State, as a number alone, how many lines of the entries contain the word "some".

---------- MATERIAL PROVIDED ----------

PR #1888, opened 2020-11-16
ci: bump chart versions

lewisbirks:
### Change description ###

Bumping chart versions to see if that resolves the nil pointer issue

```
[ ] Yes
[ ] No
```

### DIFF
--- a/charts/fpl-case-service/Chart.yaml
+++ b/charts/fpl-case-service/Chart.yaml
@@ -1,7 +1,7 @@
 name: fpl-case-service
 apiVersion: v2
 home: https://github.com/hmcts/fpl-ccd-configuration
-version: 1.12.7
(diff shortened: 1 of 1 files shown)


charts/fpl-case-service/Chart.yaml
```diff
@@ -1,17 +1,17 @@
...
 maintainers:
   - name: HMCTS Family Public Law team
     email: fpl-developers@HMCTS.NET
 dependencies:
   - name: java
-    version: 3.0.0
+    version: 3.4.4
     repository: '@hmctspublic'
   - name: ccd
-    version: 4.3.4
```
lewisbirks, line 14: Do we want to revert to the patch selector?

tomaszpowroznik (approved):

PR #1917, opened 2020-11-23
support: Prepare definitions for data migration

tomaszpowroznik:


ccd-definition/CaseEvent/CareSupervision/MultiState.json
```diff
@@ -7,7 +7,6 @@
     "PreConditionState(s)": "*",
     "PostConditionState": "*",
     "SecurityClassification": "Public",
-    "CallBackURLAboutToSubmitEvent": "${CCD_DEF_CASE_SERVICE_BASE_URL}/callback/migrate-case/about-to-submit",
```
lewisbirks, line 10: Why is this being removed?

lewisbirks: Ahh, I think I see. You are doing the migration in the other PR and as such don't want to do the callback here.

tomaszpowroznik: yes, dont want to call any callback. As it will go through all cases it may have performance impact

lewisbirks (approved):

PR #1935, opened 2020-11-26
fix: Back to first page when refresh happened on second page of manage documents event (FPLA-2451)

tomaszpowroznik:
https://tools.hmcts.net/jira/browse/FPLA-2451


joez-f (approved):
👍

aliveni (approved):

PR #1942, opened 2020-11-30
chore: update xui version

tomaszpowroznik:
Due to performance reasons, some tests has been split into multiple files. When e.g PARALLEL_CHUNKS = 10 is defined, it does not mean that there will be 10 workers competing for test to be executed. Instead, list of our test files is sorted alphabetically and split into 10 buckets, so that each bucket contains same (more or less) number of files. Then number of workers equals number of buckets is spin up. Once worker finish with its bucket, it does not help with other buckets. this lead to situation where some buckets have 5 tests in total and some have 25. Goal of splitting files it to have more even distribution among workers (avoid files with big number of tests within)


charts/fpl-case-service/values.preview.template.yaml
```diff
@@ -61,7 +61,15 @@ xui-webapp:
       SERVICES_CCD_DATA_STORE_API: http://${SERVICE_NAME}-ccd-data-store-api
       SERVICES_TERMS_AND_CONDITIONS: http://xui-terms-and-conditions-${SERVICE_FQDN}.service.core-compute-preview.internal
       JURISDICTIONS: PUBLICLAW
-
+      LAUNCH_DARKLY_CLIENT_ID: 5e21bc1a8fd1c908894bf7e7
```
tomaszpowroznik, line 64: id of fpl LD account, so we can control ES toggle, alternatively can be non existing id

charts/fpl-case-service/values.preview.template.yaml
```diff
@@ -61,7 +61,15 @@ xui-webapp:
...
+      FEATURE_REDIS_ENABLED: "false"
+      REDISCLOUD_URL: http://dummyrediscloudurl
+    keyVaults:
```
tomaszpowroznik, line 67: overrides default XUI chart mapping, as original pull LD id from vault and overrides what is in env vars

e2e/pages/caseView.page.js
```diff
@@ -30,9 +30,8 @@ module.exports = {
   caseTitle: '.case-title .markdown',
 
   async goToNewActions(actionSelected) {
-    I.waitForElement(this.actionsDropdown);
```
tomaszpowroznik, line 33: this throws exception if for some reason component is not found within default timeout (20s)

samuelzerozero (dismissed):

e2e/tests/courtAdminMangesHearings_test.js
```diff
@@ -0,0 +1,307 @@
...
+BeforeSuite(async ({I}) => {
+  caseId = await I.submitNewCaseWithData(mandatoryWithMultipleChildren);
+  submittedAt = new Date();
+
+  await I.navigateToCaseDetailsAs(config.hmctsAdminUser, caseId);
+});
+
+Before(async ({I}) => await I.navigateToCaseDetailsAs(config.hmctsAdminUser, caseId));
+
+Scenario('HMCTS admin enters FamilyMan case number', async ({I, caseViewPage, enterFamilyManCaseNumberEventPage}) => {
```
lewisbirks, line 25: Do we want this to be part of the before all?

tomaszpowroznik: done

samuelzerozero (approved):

----------

**OUTPUT FOR THIS EXERCISE**
2